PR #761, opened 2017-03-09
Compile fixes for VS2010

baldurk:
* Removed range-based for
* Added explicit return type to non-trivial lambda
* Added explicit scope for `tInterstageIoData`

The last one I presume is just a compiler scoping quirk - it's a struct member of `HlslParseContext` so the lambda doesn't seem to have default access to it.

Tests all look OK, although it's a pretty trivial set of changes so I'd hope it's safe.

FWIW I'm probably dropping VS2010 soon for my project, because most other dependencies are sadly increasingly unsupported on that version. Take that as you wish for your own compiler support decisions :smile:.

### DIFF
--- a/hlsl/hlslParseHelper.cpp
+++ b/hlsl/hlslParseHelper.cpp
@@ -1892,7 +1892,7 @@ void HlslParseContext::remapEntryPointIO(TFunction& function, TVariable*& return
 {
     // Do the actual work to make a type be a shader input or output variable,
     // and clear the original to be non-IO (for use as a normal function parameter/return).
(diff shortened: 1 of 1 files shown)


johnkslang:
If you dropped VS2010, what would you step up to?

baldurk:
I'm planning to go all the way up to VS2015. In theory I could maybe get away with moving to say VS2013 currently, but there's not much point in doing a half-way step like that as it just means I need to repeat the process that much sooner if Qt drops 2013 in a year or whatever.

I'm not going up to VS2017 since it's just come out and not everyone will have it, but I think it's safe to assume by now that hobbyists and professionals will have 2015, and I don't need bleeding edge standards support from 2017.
----------
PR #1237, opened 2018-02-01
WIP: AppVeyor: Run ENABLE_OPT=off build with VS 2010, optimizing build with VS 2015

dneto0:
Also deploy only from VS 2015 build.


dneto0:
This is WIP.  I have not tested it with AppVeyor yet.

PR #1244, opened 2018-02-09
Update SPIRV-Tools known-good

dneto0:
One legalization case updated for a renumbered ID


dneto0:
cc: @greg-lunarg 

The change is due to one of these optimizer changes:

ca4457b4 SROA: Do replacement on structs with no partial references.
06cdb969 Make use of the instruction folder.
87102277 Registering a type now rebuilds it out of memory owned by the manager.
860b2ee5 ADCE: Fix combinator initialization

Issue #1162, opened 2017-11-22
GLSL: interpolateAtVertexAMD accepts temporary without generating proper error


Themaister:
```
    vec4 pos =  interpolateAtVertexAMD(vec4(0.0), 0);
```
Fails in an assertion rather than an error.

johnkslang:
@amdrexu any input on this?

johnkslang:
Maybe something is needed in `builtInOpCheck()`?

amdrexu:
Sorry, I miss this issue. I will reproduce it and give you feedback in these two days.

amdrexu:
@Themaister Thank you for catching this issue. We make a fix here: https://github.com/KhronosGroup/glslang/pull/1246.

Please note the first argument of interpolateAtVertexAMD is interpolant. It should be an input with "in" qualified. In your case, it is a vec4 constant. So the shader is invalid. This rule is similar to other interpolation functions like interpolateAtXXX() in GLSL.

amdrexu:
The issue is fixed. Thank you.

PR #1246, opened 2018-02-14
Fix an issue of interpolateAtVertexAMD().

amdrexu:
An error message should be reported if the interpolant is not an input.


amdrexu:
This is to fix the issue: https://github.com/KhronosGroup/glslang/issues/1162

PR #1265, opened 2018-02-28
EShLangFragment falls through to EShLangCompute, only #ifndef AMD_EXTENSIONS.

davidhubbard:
----------
▶ **What you are asked to do**
Using the data above, state the number of lines that contain the word "Thank"; add nothing else.

▶ **Task result**
2